Tutorial
This overarching tutorial describes how to solve an optimization problem with Fides. It further provides performance tips for computationally intensive objective functions.
Input - a Function to Minimize
Fides requires a function to minimize, its gradient and optionally its Hessian. In this tutorial, we use the nonlinear Rosenbrock function:
\[f(x_1, x_2) = (1.0 - x_1)^2 + 100.0(x_2 - x_1^2)^2\]
The objective function is expected to take a vector input and return a scalar:
function f(x)
return (1.0 - x[1])^2 + 100.0 * (x[2] - x[1]^2)^2
end
Where x
may be either a Vector
or a ComponentVector
from ComponentArrays.jl. Fides also requires a gradient function, and optionally a Hessian function. In this example, for convenience we compute both via automatic differentiation using ForwardDiff.jl:
using ForwardDiff
grad! = (g, x) -> ForwardDiff.gradient!(g, f, x)
hess! = (H, x) -> ForwardDiff.hessian!(H, f, x)
Both the gradient and Hessian functions are expected to be in-place on the form; grad!(g, x)
and hess!(H, x)
.
Optimization with a Hessian Approximation
Given an objective function and its gradient, the optimization is performed in a two-step procedure. First, a FidesProblem
is created.
using Fides
lb = [-2.0, -2.0]
ub = [ 2.0, 2.0]
x0 = [ 2.0, 2.0]
prob = FidesProblem(f, grad!, x0; lb = lb, ub = ub)
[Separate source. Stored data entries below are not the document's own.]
PR #936, opened 2025-10-29
fix: add some stability improvements to crisp_e2e test

ryardley:
I had a few issues running crisp on my local system this also helped fix CI which was also having issues with running in headless mode. This PR helps with fixing these issues.

1. Displaying a huge key starved my system of resources as it was doing proof processing so I used derivative to not print the proof and keys to the output (probably a "my system" issue but still helpful in general as we are trying to use this to avoid printing large keys in logging) 
2. Hot module reloading was causing the test to stall as there were multiple http://localhost:3000 requests which occasionally caused an error that failed the test so I disabled it in the crisp test by creating a client `pnpm dev-static` script that does not do hot module reloading.
3. Made a definitive reset and test script for a clean checkout to aid local testing:
    `./scripts/run-crisp-test.sh --ui` and `./scripts/run-crisp-test.sh`
4. Fixed an issue with `xvf-run` where I finally worked out that not providing a screen size was causing the test to stall both locally on CI.

## Summary by CodeRabbit

* **New Features**
  * Added dev-static script for static development mode without hot module reloading.
  * Added run-crisp-test script for executing comprehensive cleanup and E2E testing workflow.

* **Improvements**
  * Enhanced development script startup logging and synchronization with health checks.
  * Improved E2E test configuration with better display settings and reliability measures.

* **Chores**
  * Added workspace dependency for development tooling.

### DIFF
--- a/scripts/run-crisp-test.sh
+++ b/scripts/run-crisp-test.sh
@@ -1,3 +1,9 @@
 #!/usr/bin/env bash
 
+echo "This helper script will clean your repository and run end-to-end tests for CRISP."
+echo "WARNING: This will reset your current workspace. Ensure all changes are committed before proceeding."
+echo "Press any key to continue or Ctrl+C to cancel..."
+
+read
+
 rm -rf * && git reset --hard HEAD && git submodule update --init --recursive && pnpm install && cd examples/CRISP && pnpm test:e2e "$@"


ryardley:
Ok this is good to go

PR #965, opened 2025-11-05
fix: make submit ticket more gas efficient

hmzakhalid:
We were running out of gas during submitTicket (e.g., on the 4th ticket) because maintaining a sorted/top-N via storage shifts or O(N) scans is too expensive at scale.

Replaced sorted insert with an unsorted bounded set in `_insertTopN`. 
- When not full, we append once and store the `scoreOf` 
- When full, we scan to find current worst and replace in place if the new score is smaller.
- Keeps top N smallest scores.


ryardley:
I think this was merged before the crisp_e2e test passed.

PR #225, opened 2021-04-14
III-3954 Add Tabs component

LucWollants:
### Added

- Added Tabs component

---

Ticket: https://jira.uitdatabank.be/browse/III-3954


src/ui/Tabs.js
```diff
@@ -30,6 +30,8 @@ const Tabs = ({ activeKey, onSelect, children: rawChildren }) => {
         .nav-item {
           color: ${getValue('color')};
           border-radius: ${getValue('borderRadius')};
+          padding: 10px 15px;
+          margin-right: 2px;
```
bertramakers, line 33: @geoffreydhuyvetters @simon-debruijn this padding and margin now gets added to a nested bootstrap element (the individual tabs that you can switch between). Is this okay or should we try to find a way to use the `Box` component for those?

I _think_ we might be able to make the individual `Tab` components start from `Box`, but I'm not sure how to do that because they now use `BootstrapTab` underneath.

I tried looking at `ContentModal` and `Button`, but those don't use `Box` either for Bootstrap components.

bertramakers: This is the `Tab` component that we might be able to change to make it use `Box`, but again I don't know how exactly: https://github.com/cultuurnet/udb3-frontend/pull/225/files#diff-1366f718fdcc66938f8cc29d6f2a19a0314527631b16db8d7cdbe6e016cc700aR63-R70

bertramakers: I tried removing the `padding` and `margin-right` from the CSS and to render the `Tab` like this:

```
const Tab = ({ eventKey, title }) => {
  return <Inline forwardedAs={BootstrapTab} eventKey={eventKey} title={title} marginRight={2} paddingY={2} paddingX={10} />;
};
```
(With an exagerated `paddingX` to see if it worked)

But the tabs just had the default Bootstrap margin & padding.
I think because Bootstrap's Tabs component doesn't directly render the `Tab` component inside.

bertramakers: Resolved in dde0c2a

src/ui/Tabs.js
```diff
@@ -0,0 +1,83 @@
+import { Tab as BootstrapTab, Tabs as BootstrapTabs } from 'react-bootstrap';
+import { getValueFromTheme } from './theme';
+import * as PropTypes from 'prop-types';
```
simon-debruijn, line 3: I think the import should just be 

`import PropTypes from 'prop-types'`

simon-debruijn (approved):

simon-debruijn (approved):

src/ui/Tabs.js
bertramakers: Fixed in 3528f9e

PR #227, opened 2021-04-14
Bug with display: flex on links

bertramakers:
This PR illustrates the issue with `display: flex` on links.

You can view the Story that illustrates it on https://5f69c0eb52e6b60022561d99-jyexhyrsvo.chromatic.com/?path=/story/components-link--internal

Screen Shot 2021-04-14 at 17 27 50

On the Story for the unstyled variant with text, there is a similar/related issue: https://5f69c0eb52e6b60022561d99-jyexhyrsvo.chromatic.com/?path=/story/components-link--unstyled-external

The unstyled variant has `width: min-content`, which was probably meant to undo the 100% width set by `display: flex`, but makes the text inside the link wrap to multiple lines while it could fit on a single line.

Screen Shot 2021-04-14 at 17 28 41

### DIFF
--- a/src/ui/Link.js
+++ b/src/ui/Link.js
@@ -18,6 +18,7 @@ const BaseLink = forwardRef(({ variant, ...props }, ref) => {
       <Inline
         ref={ref}
         forwardedAs="a"
+        width="min-content"
         color={{ default: 'inherit', hover: 'inherit' }}
         alignItems="center"
         css={`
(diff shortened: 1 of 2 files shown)


bertramakers:
I added two commits that fixed it for the stories in Storybook, but then the sidebar links looked like this so I reverted them:

Screen Shot 2021-04-14 at 18 54 16

simon-debruijn (approved):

FidesProblem with 2 parameters to estimate
Where x0
is the initial guess for parameter estimation, and lb
and ub
are the lower and upper parameter bounds (defaulting to -Inf
and Inf
if unspecified). The problem is then minimized by calling solve
. When the Hessian is unavailable or too expensive to compute, a Hessian approximation is provided during this step:
sol = solve(prob, Fides.BFGS())
FidesSolution
---------------- Summary ---------------
min(f) = 2.16e-13
Parameters estimated = 2
Optimiser iterations = 22
Runtime = 2.2e-02s
Several Hessian approximations are supported (see the API), and BFGS
generally performs well. Additional tuning options can be set by providing a FidesOptions
struct via the options
keyword in solve
, and a full list of available options can be found in the API documentation.
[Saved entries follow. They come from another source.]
PR #230, opened 2021-04-16
Fix client side redirects

bertramakers:
### Added

- Added "client-side" redirects (you can test this by going to the detail page of an event and clicking the "Status wijzigen" button -> This should redirect from `/event/:eventId/status` to `/events/:eventId/status`)
- Added possibility to put redirects handled by `[...params].js` behind feature flags (so only works for paths that don't exist in React, which should be fine for the porting of AngularJS pages to React and making the AngularJS pages redirect when the React page is finished)

### Changed

- Changed 404 logic to only listen for `URL_UNKNOWN` messages in the `Fallback` component, because if it was registered sooner in the app itself the 404 logic would conflict with the redirect logic and sometimes a page that should redirect would show 404 instead because the iframe would be rendered and the AngularJS app would send a message that the page was not found before the redirect logic had kicked in
- 404 pages are now rendered on the current path instead of redirecting to `/404`

---

**Note!** This points to #231 because that fix made it easier to test that the client-side and server-side rendering still works as expected with these redirects in place.

Screenshot of how the 404 now looks (notice the unchanged URL)

Screen Shot 2021-04-16 at 15 38 31

### DIFF
--- a/next.config.js
+++ b/next.config.js
@@ -8,6 +8,17 @@ module.exports = {
     '@storybook/addon-essentials',
     '@storybook/addon-a11y',
   ],
+  async redirects() {
+    // Redirects to fix non-existing paths should go in `src/redirects.js`!!!
+    const env = process.env.NEXT_PUBLIC_ENVIRONMENT;
+    return [
+      {
+        source: '/',
+        destination: '/dashboard',
+        permanent: env !== 'development',
+      },
+    ];
+  },
   publicRuntimeConfig: {
     environment: process.env.NEXT_PUBLIC_ENVIRONMENT,
     apiKey: process.env.NEXT_PUBLIC_API_KEY,
--- a/next.config.js
+++ b/next.config.js
@@ -1,3 +1,5 @@
+const { getRedirects } = require('./src/redirects');
+
 module.exports = {
   future: {
     webpack5: true,
@@ -9,27 +11,8 @@ module.exports = {
     '@storybook/addon-a11y',
   ],
   async redirects() {
-    // Only make the permanent redirects really permanent in environments other
-    // than development, so we don't get permanent redirects on localhost which
-    // may conflict with other projects.
     const env = process.env.NEXT_PUBLIC_ENVIRONMENT;
-    return [
-      {
-        source: '/',
-        destination: '/dashboard',
-        permanent: env !== 'development',
-      },
-      {
-        source: '/event/:eventId/status',
-        destination: '/events/:eventId/status',
-        permanent: env !== 'development',
-      },
-      {
-        source: '/place/:placeId/status',
-        destination: '/places/:placeId/status',
-        permanent: env !== 'development',
-      },
-    ];
+    return getRedirects(env);
   },
   publicRuntimeConfig: {
     environment: process.env.NEXT_PUBLIC_ENVIRONMENT,
--- a/next.config.js
+++ b/next.config.js
@@ -1,5 +1,3 @@
-const { getRedirects } = require('./src/redirects');
-
 module.exports = {
   future: {
     webpack5: true,
@@ -10,10 +8,6 @@ module.exports = {
     '@storybook/addon-essentials',
     '@storybook/addon-a11y',
   ],
-  async redirects() {
-    const env = process.env.NEXT_PUBLIC_ENVIRONMENT;
-    return getRedirects(env);
-  },
   publicRuntimeConfig: {
     environment: process.env.NEXT_PUBLIC_ENVIRONMENT,
     apiKey: process.env.NEXT_PUBLIC_API_KEY,
--- a/package.json
+++ b/package.json
@@ -46,7 +46,7 @@
     "react-dom": "^17.0.1",
     "react-i18next": "^11.7.3",
     "react-query": "^3.2.0",
-    "react-router-dom": "^5.2.0",
+    "react-router": "^5.2.0",
     "react-table": "^7.6.3",
     "sass": "^1.27.0",
     "sass-loader": "^10.0.4",
--- a/package.json
+++ b/package.json
@@ -46,6 +46,7 @@
     "react-dom": "^17.0.1",
     "react-i18next": "^11.7.3",
     "react-query": "^3.2.0",
+    "react-router-dom": "^5.2.0",
     "react-table": "^7.6.3",
     "sass": "^1.27.0",
     "sass-loader": "^10.0.4",
--- a/src/components/pages/[...params].js
+++ b/src/components/pages/[...params].js
@@ -13,11 +13,12 @@ import {
 } from '@/hooks/useHandleWindowMessage';
 import PageNotFound from '@/pages/404';
 import { useIsClient } from '@/hooks/useIsClient';
+import { Cookies } from 'react-cookie';
 
 const prefixWhenNotEmpty = (value, prefix) =>
   value ? `${prefix}${value}` : value;
 
-const getRedirect = (originalPath, environment) => {
+const getRedirect = (originalPath, environment, cookies) => {
   const matches = getRedirects(environment)
     .map(({ source, destination, permanent }) => {
       const match = matchPath(originalPath, { path: source, exact: true });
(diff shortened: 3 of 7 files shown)


bertramakers:
Converting this back to draft because I want to see if I can use `getServerSideProps` to redirect server-side, instead of the redirects in `next.config.js`, so we can use feature flags for redirects (because we can check the cookies both client- and server-side in `[...params].js`)

geoffreydhuyvetters:
Not sure about the 404 change.

Shouldn't it redirect to a 404 page? 

https://nextjs.org/docs/advanced-features/custom-error-page#customizing-the-404-page

bertramakers:
> Not sure about the 404 change.
> 
> Shouldn't it redirect to a 404 page?
> 
> https://nextjs.org/docs/advanced-features/custom-error-page#customizing-the-404-page

I think that's if you don't use the iframe fallback that we do. I assume it then shows that 404 page on the original path that was not found.

However, in our case we're doing a hard redirect to `/404` which has 2 problems:
- The user can't copy paste the url to demonstrate where the 404 actually occurs (in Zendesk etc)
- The back button goes back to the not found url which then redirects back to `/404` so you get stuck in a loop

Aslo looking at other websites/apps, almost none redirect to an explicit `/404` path and instead just show the error on the requested path?

geoffreydhuyvetters:
@bertramakers See my edit.

bertramakers:
> @bertramakers See my edit.

Missed that, we probably cross-posted. 👍

geoffreydhuyvetters:
Makes sense with the iframe setup though, there is no **"real"** Next.js 404 situation here

bertramakers:
> Makes sense with the iframe setup though, there is no **"real"** Next.js 404 situation here

Exactly! If we didn't have that we wouldn't even need to handle that 404 logic ourselves and we could just add a 404 page and Next would probably render that for every path that doesn't exist.

bertramakers:
> Converting this back to draft because I want to see if I can use `getServerSideProps` to redirect server-side, instead of the redirects in `next.config.js`, so we can use feature flags for redirects (because we can check the cookies both client- and server-side in `[...params].js`)

Was able to do this + add a check for feature flags! 🎉

package.json
```diff
@@ -46,6 +46,7 @@
     "react-dom": "^17.0.1",
     "react-i18next": "^11.7.3",
     "react-query": "^3.2.0",
+    "react-router-dom": "^5.2.0",
```
geoffreydhuyvetters, line 49: Can't we just add `react-router` as a dependency instead of `react-router-dom`?

src/components/pages/[...params].js
```diff
@@ -4,11 +4,50 @@ import { useRouter } from 'next/router';
...
+      const match = matchPath(originalPath, { path: source, exact: true });
+      if (match) {
+        return {
+          destination: generatePath(destination, match.params),
+          permanent: featureFlag === undefined && permanent,
+        };
+      }
+      return false;
+    })
+    .filter((match) => !!match);
```
Comment (geoffreydhuyvetters) [inline src/components/pages/[...params].js:43]: We could also use a find here

https://developer.mozilla.org/en-US/docs/Web/JavaScript/Reference/Global_Objects/Array/find

package.json
bertramakers: Didn't know that was possible, I just followed https://reactrouter.com/web/guides/quick-start
Thanks for the tip

src/components/pages/[...params].js
Comment (bertramakers) [reply src/components/pages/[...params].js]: Done! I wasn't able to remove the `map` though because `find` only filters the array, it doesn't allow us to change the values or return a new value.

next.config.js
```diff
@@ -9,26 +9,14 @@ module.exports = {
...
   async redirects() {
-    // Only make the permanent redirects really permanent in environments other
-    // than development, so we don't get permanent redirects on localhost which
-    // may conflict with other projects.
+    // Redirects to fix non-existing paths should go in `src/redirects.js`!!!
     const env = process.env.NEXT_PUBLIC_ENVIRONMENT;
     return [
       {
         source: '/',
         destination: '/dashboard',
```
simon-debruijn, line 17: Is this kept on purpose for now? since we were goinf to change it to just the root for dashboard

bertramakers: The new dashboard is going to be `/events` technically. (= The events tab on the dashboard)
But we have to keep this redirect here for `/` because `/` doesn't get handled by `[...params].js`, so our own redirect logic doesn't kick in.

src/components/pages/[...params].js
```diff
@@ -4,11 +4,45 @@ import { useRouter } from 'next/router';
...
 
+const getRedirect = (originalPath, environment, cookies) => {
+  return getRedirects(environment)
+    .map(({ source, destination, permanent, featureFlag }) => {
+      // Don't follow redirects that are behind a feature flag
+      if (featureFlag) {
+        const enabled = isFeatureFlagEnabledInCookies(featureFlag, cookies);
+        if (!enabled) {
+          return false;
+        }
```
Comment (simon-debruijn) [inline src/components/pages/[...params].js:30]:
```suggestion
      if (featureFlag) {
        const isEnabled = isFeatureFlagEnabledInCookies(featureFlag, cookies);
        if (!isEnabled) {
          return false;
        }
```

src/components/pages/[...params].js
```diff
@@ -4,11 +4,45 @@ import { useRouter } from 'next/router';
...
+      }
+
+      // Check if the redirect source matches the current path
+      const match = matchPath(originalPath, { path: source, exact: true });
+      if (match) {
```
Comment (simon-debruijn) [inline src/components/pages/[...params].js:35]:
```suggestion
      const isMatch = matchPath(originalPath, { path: source, exact: true });
      if (isMatch) {
```

Comment (bertramakers) [reply src/components/pages/[...params].js:35]: This is not a boolean though.

Comment (bertramakers) [reply src/components/pages/[...params].js:35]: See for example https://github.com/cultuurnet/udb3-frontend/pull/230/files/d7cf50cf95f215a21fb32adbe1298476204794f6#diff-2940335828d78d99c2e896068a755ca522bc64c04b2e68a778b32a9ec0559669R37 where it's used as an object.

src/components/pages/[...params].js
```diff
@@ -42,9 +91,53 @@ const Fallback = () => {
...
+      const queryParameters = new URLSearchParams(query);
+
+      // Return the redirect as-is if there are no additional query parameters
+      // to append.
+      if (queryParameters.toString().length === 0) {
+        return { redirect };
+      }
+
+      // Append query parameters to the redirect destination.
+      const glue = redirect.destination.indexOf('?') !== -1 ? '&' : '?';
```
Comment (simon-debruijn) [inline src/components/pages/[...params].js:133]:
```suggestion
      const glue = redirect.destination.includes('?') ? '&' : '?';
```

src/components/pages/[...params].js
Comment (bertramakers) [reply src/components/pages/[...params].js]: See f3c70d1

src/hooks/useFeatureFlag.js
```diff
@@ -15,9 +15,19 @@ const useFeatureFlag = (featureFlagName) => {
   const cookieName = createCookieName(featureFlagName);
 
   const set = (value) => setCookie(cookieName, value);
-  const value = cookies?.[cookieName] ?? false;
+  const enabled = isFeatureFlagEnabledInCookies(featureFlagName, cookies);
```
simon-debruijn, line 18:
```suggestion
  const isEnabled = isFeatureFlagEnabledInCookies(featureFlagName, cookies);
```

src/hooks/useFeatureFlag.js
```diff
@@ -15,9 +15,19 @@ const useFeatureFlag = (featureFlagName) => {
...
 
-  return [value === 'true', set];
+  return [enabled, set];
```
simon-debruijn, line 20:
```suggestion
  return [isEnabled, set];
```

simon-debruijn (approved):

src/hooks/useFeatureFlag.js
bertramakers: See e60e112 (combined your two suggestions into one commit)

src/hooks/useFeatureFlag.js
bertramakers: See e60e112 (combined your two suggestions into one commit)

Optimization with a User-Provided Hessian
If the Hessian (or a suitable approximation such as the Gauss–Newton approximation) is available, providing it can improve convergence. To provide a Hessian function to FidesProblem
do:
prob = FidesProblem(f, grad!, x0; hess! = hess!, lb = lb, ub = ub)
Then, when solving the problem use the Fides.CustomHessian()
Hessian option:
sol = solve(prob, Fides.CustomHessian())
FidesSolution
---------------- Summary ---------------
min(f) = 3.59e-22
Parameters estimated = 2
Optimiser iterations = 17
Runtime = 1.3e-02s
Performance tip: Computing Derivatives and Objective Simultaneously
Internally, the objective function and its derivatives are computed simultaneously by Fides. Hence, runtime can be reduced if is is possible to reuse intermediate quantities between the objective and derivative computations. To take advantage of this, a FidesProblem
can be created with a function that computes the objective and gradient (and optionally the Hessian) for a given input. For example, when only the gradient is available:
function fides_obj(x)
obj = f(x)
g = ForwardDiff.gradient(f, x)
return (obj, g)
end
prob = FidesProblem(fides_obj, x0; lb = lb, ub = ub)
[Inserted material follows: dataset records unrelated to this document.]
PR #234, opened 2021-04-20
III-3965 Dropdown button

bertramakers:
### Added

- Added `Dropdown` component based on [Bootstrap's Dropdown component](https://react-bootstrap.github.io/components/dropdowns/#overview)

---

Ticket: https://jira.uitdatabank.be/browse/III-3965

The Dropdown component is based on the `SplitButton` example, but without the `SplitButton` convenience component: https://react-bootstrap.github.io/components/dropdowns/#split-button-dropdowns

If we'd add a `SplitButton` convenience component, we'd have to make to accept `href` and `onClick`, mixing the concept of links and buttons which we want to avoid.

For the menu items, the `Dropdown.Item` component currently accepts both `onClick` and `href` because I didn't see much added value in splitting that up in `Dropdown.Link` and `Dropdown.Button`, but it can be done of course. Both would return Bootstrap's `Dropdown.Item` then, but one with `href` and the other with `onClick`.

For the styling I tried to use `as={Button}` on the `BootstrapDropdown.Toggle` first, but that resulted in a "squished" toggle button, the menu not appearing when toggling, and the `aria` attributes (for accessibility) missing from the toggle button. So instead I set the custom Button CSS on the toggle button.

I also tried using `<Box as={...}>` for the root component, but the custom CSS didn't work then. So I ended up putting the `BootstrapDropdown` as a child inside the `Box` component (see commit db56d59) 

**Example in primary variant**

Screen Shot 2021-04-20 at 17 34 15

**Example in secondary variant**

Screen Shot 2021-04-20 at 17 34 22

~There are some minor CSS changes that still need to be done to get this 100% polished:~

- [x] Fix styling of the toggle button when the dropdown menu is open
- [x] Fix styling of the toggle button when the dropdown menu is open and you hover over the toggle button
- [x] Fix styling of the border between the primary button/link and the toggle button in `success` and `danger` variants
- [x] Remove border-radius from menu


LucWollants (approved):
I had a look at the code and did some testing in Storybook.  Everything is working as expected.

PR #236, opened 2021-04-21
III-3981 - Fix safari bug

simon-debruijn:
### Added

- hook

### Fixed

- Safari bug

---

Ticket: https://jira.uitdatabank.be/browse/III-3981


LucWollants:
Do we also need to have the same fallback for the `removeEventListener`?

simon-debruijn:
> Do we also need to have the same fallback for the `removeEventListener`?
> See https://developer.mozilla.org/en-US/docs/Web/API/MediaQueryList/removeListener

Yep true

simon-debruijn:
> > Do we also need to have the same fallback for the `removeEventListener`?
> > See https://developer.mozilla.org/en-US/docs/Web/API/MediaQueryList/removeListener
> 
> Yep true

Since we only use it in one place, I've removed the hook

LucWollants (approved):

PR #238, opened 2021-04-27
III-3974 Get events, places and organizers by creator

LucWollants:
### Added
- Get events by creatorId and email
- Get places by creatorId and email
- Get organizer by id
- Get organizer by creatorId
- Needed typings for api calls

---

Ticket: https://jira.uitdatabank.be/browse/III-3974


src/hooks/api/events.ts
```diff
@@ -0,0 +1,304 @@
...
+    },
+  });
+  if (isErrorObject(res)) {
+    // eslint-disable-next-line no-console
+    return console.error(res);
+  }
+  return await res.json();
+};
+
+type UseGetEventsByCreatorArguments = {
```
LucWollants, line 139: I wonder if we need to define a type `UseGetEventsByCreatorArguments` for the arguments of a method. I think parameters with types is perfectly fine?

simon-debruijn: The properties creatorid, start, limit, ... live in a object, not as seperate arguments. That's why I can't just say:

```javascript
const useGetEventsByCreator = (
  {
    creatorId: string,
    start: number = 0,
    limit: number = 50,
    sortOptions: SortOptions = { field: 'modified', order: 'desc' },
  }: UseGetEventsByCreatorArguments,
  configuration: UseQueryOptions = {},
) =>
```

In javascript this is seen as use this property by another name

LucWollants: Ok, I think this is indeed very easy in JavaScript because calling this method can be done by creating the parameter object on the fly like this:
```
useGetEventsByCreator({
  creatorId: 1,
  start: 0,
  limit: 50,
  sortOptions: {
    field: 'modified',
    order: 'desc'
  }
})
```

bertramakers (approved):
My knowledge of Typescript is very limited but as far as I can see this just added types without changing the "interface" of the functions/objects so I think that should be fine for now. If the structure of the types isn't perfect yet than that means we should refactor those models in later PRs.

The queries for the dashboard items also look correct to me. 👌

brampauwelyn (approved):

PR #239, opened 2021-04-28
Initial TypeScript setup

geoffreydhuyvetters:
### Added

- Typescript support (JS and TS[X] mixed

### Changed
- simplified babel setup
- ESLint support for TS files


LucWollants (approved):
I tried creating a simple `.tsx` page and import a simple `.ts` type inside that file. That all worked so the setup seems fine.

I got one error
```
Error: Failed to load config "standard-with-typescript" to extend from.
```
But I think that is something related to PHPStorm

geoffreydhuyvetters:
@LucWollants Did you update the dependencies before you ran it?

LucWollants:
> Did you update the dependencies before you ran it?
Yes indeed, the first thing I did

sol = solve(prob, Fides.BFGS())
FidesSolution
---------------- Summary ---------------
min(f) = 2.16e-13
Parameters estimated = 2
Optimiser iterations = 22
Runtime = 2.2e-02s
When a Hessian function is available, do:
function fides_obj(x)
obj = f(x)
g = ForwardDiff.gradient(f, x)
H = ForwardDiff.hessian(f, x)
return (obj, g, H)
end
prob = FidesProblem(fides_obj, x0; lb = lb, ub = ub)
sol = solve(prob, Fides.CustomHessian())
FidesSolution
---------------- Summary ---------------
min(f) = 3.59e-22
Parameters estimated = 2
Optimiser iterations = 17
Runtime = 1.3e-02s
In this simple example, no runtime benefit is obtained as no quantities are reused between objective and derivative computations. However, if quantities can be reused (for example, when gradients are computed for ODE models), runtime can be noticeably reduced.